Activity:
Within the records below, reproduce without change the lines from the line that has "fail on a timeout." through the line that has "Good idea. Note", and only those.

Extracted data:

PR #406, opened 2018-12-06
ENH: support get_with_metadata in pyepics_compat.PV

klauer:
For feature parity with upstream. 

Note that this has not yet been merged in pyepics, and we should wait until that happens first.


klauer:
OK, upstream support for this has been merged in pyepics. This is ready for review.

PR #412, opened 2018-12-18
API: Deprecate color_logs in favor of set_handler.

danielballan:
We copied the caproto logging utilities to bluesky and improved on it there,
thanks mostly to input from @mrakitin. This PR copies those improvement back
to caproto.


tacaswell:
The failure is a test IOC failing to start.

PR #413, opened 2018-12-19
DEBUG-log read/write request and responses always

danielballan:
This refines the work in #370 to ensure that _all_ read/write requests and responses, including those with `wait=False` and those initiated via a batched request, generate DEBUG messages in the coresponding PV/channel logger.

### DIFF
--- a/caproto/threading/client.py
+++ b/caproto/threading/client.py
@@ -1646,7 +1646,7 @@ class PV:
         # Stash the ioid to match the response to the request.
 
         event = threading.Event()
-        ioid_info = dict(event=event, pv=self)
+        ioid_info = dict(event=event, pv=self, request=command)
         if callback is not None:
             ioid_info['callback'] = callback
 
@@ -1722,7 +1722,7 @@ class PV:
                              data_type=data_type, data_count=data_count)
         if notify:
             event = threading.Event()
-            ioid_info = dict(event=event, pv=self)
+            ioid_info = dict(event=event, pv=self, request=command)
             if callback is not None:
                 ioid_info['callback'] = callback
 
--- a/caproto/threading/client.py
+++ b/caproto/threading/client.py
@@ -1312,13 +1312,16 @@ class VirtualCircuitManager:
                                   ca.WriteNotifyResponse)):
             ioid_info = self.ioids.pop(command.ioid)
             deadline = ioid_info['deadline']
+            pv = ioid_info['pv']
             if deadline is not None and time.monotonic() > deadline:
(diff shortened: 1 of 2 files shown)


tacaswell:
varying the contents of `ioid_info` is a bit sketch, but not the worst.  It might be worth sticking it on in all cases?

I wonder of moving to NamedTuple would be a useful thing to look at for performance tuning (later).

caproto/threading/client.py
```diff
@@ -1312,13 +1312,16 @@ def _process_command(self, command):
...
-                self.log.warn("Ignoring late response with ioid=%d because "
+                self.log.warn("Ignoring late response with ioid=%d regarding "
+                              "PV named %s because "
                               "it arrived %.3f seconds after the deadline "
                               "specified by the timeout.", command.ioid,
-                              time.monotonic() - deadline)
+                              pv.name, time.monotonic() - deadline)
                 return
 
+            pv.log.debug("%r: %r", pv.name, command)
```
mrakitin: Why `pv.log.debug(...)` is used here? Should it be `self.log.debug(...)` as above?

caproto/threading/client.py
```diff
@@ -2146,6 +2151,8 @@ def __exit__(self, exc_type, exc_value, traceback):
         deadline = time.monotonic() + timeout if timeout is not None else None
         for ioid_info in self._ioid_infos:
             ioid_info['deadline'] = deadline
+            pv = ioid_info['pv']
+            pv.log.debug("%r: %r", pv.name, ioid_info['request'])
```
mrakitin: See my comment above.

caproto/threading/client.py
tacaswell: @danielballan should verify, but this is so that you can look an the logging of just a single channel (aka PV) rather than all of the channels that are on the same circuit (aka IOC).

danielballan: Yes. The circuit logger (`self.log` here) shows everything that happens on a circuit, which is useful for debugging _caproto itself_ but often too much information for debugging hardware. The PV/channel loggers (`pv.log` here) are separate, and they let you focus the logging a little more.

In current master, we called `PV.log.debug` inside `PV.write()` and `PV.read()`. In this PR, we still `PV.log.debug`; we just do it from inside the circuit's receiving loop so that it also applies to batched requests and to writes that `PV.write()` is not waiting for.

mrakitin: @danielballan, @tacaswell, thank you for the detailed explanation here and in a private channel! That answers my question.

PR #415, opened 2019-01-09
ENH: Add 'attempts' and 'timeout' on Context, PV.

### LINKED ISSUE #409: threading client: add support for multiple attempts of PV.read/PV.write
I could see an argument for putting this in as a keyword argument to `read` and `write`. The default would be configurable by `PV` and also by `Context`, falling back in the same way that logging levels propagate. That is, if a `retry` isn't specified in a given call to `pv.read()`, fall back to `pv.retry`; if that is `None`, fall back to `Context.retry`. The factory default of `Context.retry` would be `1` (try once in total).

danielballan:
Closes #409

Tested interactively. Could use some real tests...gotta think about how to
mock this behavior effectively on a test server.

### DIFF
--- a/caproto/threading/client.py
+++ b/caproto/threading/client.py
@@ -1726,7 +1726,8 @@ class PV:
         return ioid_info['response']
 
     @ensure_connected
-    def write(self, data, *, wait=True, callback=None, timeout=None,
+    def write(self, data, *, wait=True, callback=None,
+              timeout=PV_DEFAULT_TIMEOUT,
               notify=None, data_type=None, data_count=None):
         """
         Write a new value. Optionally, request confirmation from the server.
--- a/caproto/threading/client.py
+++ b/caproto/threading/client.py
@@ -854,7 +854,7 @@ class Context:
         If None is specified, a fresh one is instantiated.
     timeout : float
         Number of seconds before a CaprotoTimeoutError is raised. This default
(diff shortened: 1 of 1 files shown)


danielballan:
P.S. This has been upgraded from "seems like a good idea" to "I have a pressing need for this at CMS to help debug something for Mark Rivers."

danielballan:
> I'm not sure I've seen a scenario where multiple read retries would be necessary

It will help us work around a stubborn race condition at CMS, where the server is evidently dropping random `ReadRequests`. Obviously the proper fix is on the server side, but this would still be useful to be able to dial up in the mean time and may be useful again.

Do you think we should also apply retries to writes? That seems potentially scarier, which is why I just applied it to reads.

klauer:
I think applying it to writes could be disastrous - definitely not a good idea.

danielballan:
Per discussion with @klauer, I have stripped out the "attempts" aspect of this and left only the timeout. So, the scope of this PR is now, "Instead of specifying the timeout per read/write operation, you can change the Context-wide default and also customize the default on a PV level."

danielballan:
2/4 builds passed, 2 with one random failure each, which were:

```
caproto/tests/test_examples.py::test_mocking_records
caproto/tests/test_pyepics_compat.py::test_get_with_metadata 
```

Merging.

==

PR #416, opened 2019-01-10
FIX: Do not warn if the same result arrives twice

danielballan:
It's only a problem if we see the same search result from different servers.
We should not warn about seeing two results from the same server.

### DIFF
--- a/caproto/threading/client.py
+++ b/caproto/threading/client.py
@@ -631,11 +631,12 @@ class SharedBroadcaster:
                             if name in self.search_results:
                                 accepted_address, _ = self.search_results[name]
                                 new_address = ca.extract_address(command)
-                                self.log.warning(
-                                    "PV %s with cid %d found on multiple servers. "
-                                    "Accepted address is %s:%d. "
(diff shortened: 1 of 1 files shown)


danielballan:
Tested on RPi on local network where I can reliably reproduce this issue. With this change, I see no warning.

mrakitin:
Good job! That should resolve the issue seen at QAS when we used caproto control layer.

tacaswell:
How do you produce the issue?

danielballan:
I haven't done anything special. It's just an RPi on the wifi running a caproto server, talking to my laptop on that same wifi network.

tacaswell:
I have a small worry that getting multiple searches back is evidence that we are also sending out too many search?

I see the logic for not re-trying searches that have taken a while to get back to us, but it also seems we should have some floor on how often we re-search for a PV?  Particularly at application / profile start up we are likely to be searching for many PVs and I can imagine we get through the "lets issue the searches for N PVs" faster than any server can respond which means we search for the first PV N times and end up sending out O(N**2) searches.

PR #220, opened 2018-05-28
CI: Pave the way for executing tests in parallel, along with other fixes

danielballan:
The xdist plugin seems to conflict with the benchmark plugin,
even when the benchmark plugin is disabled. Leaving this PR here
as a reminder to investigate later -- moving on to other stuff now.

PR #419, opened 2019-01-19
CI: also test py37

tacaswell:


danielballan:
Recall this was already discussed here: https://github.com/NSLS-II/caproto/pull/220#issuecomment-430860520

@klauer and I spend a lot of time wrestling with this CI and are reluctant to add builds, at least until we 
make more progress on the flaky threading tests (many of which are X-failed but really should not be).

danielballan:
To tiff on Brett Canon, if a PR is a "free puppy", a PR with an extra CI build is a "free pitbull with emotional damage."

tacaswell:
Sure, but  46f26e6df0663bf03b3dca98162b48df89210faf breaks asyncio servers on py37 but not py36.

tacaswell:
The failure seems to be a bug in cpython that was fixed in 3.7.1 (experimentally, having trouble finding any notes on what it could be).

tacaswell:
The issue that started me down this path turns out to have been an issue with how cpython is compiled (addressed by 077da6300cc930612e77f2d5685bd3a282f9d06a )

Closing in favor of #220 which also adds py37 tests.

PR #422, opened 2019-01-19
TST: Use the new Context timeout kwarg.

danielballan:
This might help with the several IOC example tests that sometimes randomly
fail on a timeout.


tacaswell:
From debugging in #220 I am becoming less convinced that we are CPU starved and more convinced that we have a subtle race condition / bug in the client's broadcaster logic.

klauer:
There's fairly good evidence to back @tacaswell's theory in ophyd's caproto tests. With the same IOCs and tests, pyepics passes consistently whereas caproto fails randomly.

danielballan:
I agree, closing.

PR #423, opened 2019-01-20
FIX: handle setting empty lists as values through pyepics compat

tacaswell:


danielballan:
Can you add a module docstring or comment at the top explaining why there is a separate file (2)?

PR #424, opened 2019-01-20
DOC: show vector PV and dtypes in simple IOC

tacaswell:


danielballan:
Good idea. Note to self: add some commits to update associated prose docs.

Output:
fail on a timeout.


tacaswell:
From debugging in #220 I am becoming less convinced that we are CPU starved and more convinced that we have a subtle race condition / bug in the client's broadcaster logic.

klauer:
There's fairly good evidence to back @tacaswell's theory in ophyd's caproto tests. With the same IOCs and tests, pyepics passes consistently whereas caproto fails randomly.

danielballan:
I agree, closing.

PR #423, opened 2019-01-20
FIX: handle setting empty lists as values through pyepics compat

tacaswell:


danielballan:
Can you add a module docstring or comment at the top explaining why there is a separate file (2)?

PR #424, opened 2019-01-20
DOC: show vector PV and dtypes in simple IOC

tacaswell:


danielballan:
Good idea. Note to self: add some commits to update associated prose docs.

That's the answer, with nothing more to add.